Sites vulnerable to XSS can be used to phish Googlebot

One common security vulnerability developers must take into account is the Cross-Site Scripting (XSS) problem. The XSS exploit can be mitigated or defended against by using sanitization procedures that test values of variables in GET and POST requests. Server-side attacks exist, as well, but are well beyond the scope here. Apparently, Googlebot and indexing currently suffers from this vulnerability.

Phishing Googlebot?

Although XSS attacks can be used to deface or sabotage websites, it’s also one method for phishing. An attacker crafts a malicious link and sends users an email with that link to a website vulnerable to the XSS exploit. When a user clicks the malicious link, a script runs when the page loads. Newer versions of Chrome have a XSS Auditor sanity check for urls that might otherwise fool users.

Unfortunately, Googlebot currently operates running Chrome 41, an earlier version of the browser that does not have the XSS Auditor. Does this mean Googlebot is vulnerable to phishing-style URLs where an attacker might inject a malicious SEO attack script? For Google, an attacker might use JavaScript to inject elements into the DOM such as backlinks, and worse, manipulate the canonical.

XSS Googlebot exploit

The proof of concept (PoC) for this attack was published by SEO (and Security Researcher) Tom Anthony depicting the success of the attack method, including evidentiary screenshots of Google Search Console’s URL Inspection Tool displaying a modified source code as a result of the payload. Keep in mind that running a malicious script in this way has the potential to entirely rewrite the page for indexing.

Tom describes having undertaken the proper steps of vulnerability disclosure, listing a timeline of his communications with Google, and characterizing the responses. At this stage, Tom’s disclosure is an iffy prospect because the vulnerability conceivably still works in the wild, despite Google having told him in March it has “security mechanisms in place” for it. Security researchers sometimes publish 0day (unpatched) vulnerabilities in order to prompt companies into action.

Google’s response

Tom noted that people see evidence Googlebot has a pending upgrade that would presumably include the XSS Auditor URL filter. Once Googlebot upgrades to a newer instance of Chrome with the XSS Auditor in place, this attack will no longer work. In the meantime, Google can conceivably index and publish malicious links in SERPs that unwitting users of Firefox (which doesn’t currently have a XSS Auditor of its own) could conceivably click and get phished.

We received the following statement from Google: “We appreciate the researcher bringing this issue to our attention. We have investigated and have found no evidence that this is being abused, and we continue to remain vigilant to protect our systems and make improvements.”

Exploits using XSS techniques are so widespread it’s conceivable that it’s happening somewhere. It’s simultaneously believable that no one other than the researcher has tried it.

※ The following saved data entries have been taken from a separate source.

PR #591, opened 2020-07-14
stop reconciling paused hosts

dhellmann:
If a host is paused, there is no need to reconcile it
periodically. Any change that removes the pause annotation will
trigger normal reconciliation.

See comments on #589 for more context

### DIFF
--- a/pkg/controller/baremetalhost/baremetalhost_controller.go
+++ b/pkg/controller/baremetalhost/baremetalhost_controller.go
@@ -41,7 +41,6 @@ import (
 
 const (
 	hostErrorRetryDelay    = time.Second * 10
-	pauseRetryDelay        = time.Second * 30
 	unmanagedRetryDelay    = time.Minute * 10
 	rebootAnnotationPrefix = "reboot.metal3.io"
 )
@@ -173,6 +172,10 @@ func (r *ReconcileBareMetalHost) Reconcile(request reconcile.Request) (result re
 		}
 	}()
 
+	reqLogger := log.WithValues("Request.Namespace",
+		request.Namespace, "Request.Name", request.Name)
+	reqLogger.Info("Reconciling BareMetalHost")
+
 	// Fetch the BareMetalHost
 	host := &metal3v1alpha1.BareMetalHost{}
 	err = r.client.Get(context.TODO(), request.NamespacedName, host)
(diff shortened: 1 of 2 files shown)


pkg/controller/baremetalhost/baremetalhost_controller_test.go
```diff
@@ -290,8 +290,7 @@ func TestPause(t *testing.T) {
 
 	tryReconcile(t, r, host,
 		func(host *metal3v1alpha1.BareMetalHost, result reconcile.Result) bool {
-			if result.Requeue && result.RequeueAfter == pauseRetryDelay &&
-				len(host.Finalizers) == 0 {
+			if !result.Requeue {
```
zaneb, line 293: Should still check that the finalizer is not set here, shouldn't we?

pkg/controller/baremetalhost/baremetalhost_controller.go
```diff
@@ -192,12 +195,11 @@ func (r *ReconcileBareMetalHost) Reconcile(request reconcile.Request) (result re
...
 		if _, ok := annotations[metal3v1alpha1.PausedAnnotation]; ok {
-			return reconcile.Result{Requeue: true, RequeueAfter: pauseRetryDelay}, nil
+			reqLogger.Info("host is paused, no work to do")
+			return reconcile.Result{Requeue: false}, nil
 		}
 	}
 
-	reqLogger := log.WithValues("Request.Namespace",
-		request.Namespace, "Request.Name", request.Name)
 	reqLogger.Info("Reconciling BareMetalHost")
```
zaneb, line 203: Is it worth moving this back so that it is logged before any error from line 191?

pkg/controller/baremetalhost/baremetalhost_controller.go
```diff
@@ -192,12 +195,11 @@ func (r *ReconcileBareMetalHost) Reconcile(request reconcile.Request) (result re
 	annotations := host.GetAnnotations()
 	if annotations != nil {
 		if _, ok := annotations[metal3v1alpha1.PausedAnnotation]; ok {
-			return reconcile.Result{Requeue: true, RequeueAfter: pauseRetryDelay}, nil
```
zaneb, line 195: Can delete the definition of `pauseRetryDelay` also now I think.

pkg/controller/baremetalhost/baremetalhost_controller.go
dhellmann: done

pkg/controller/baremetalhost/baremetalhost_controller.go
dhellmann: done

pkg/controller/baremetalhost/baremetalhost_controller_test.go
dhellmann: Done

dhellmann:
The prow cluster is borked so 2 of the jobs here are stuck. The other jobs passed, including the integration job, so even if landing this means future PRs are broken in this repo it shouldn't break CAPM3 or anything else. I'm going to manually merge this PR.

How to protect against XSS attacks

To prevent the most common attacks, you need to make sure no malicious code (Javascript, PHP, SQL etc.) gets through to be processed by your application. Use built-in expectations of values such as an assurance that only the exact number and correctly named set of variables are present with every request. You should also encode data-type restrictions to test incoming values before proceeding.

For example, if your application is expecting a number then it should throw an exception, redirect, and maybe temporarily blacklist the IP address if it gets a string value as part of a bad request. The trouble is, there are a lot of fairly popular websites which are vulnerable to this sort of attack because they don’t take such steps. It’s fairly commonplace for attackers to pick at applications modifying request variable values to look for exploit opportunities.

One of Google’s proposals against XSS attacks takes the data-type sanity test as described above to the HTTP response header level with what it is calling: Trusted Types. Although it hasn’t yet been widely adopted Trusted Types may eventually serve as an important tactic for protecting your pages. That the vulnerability is not currently patched, however, is why it’s iffy to publish 0days. Google is vulnerable to this exploit.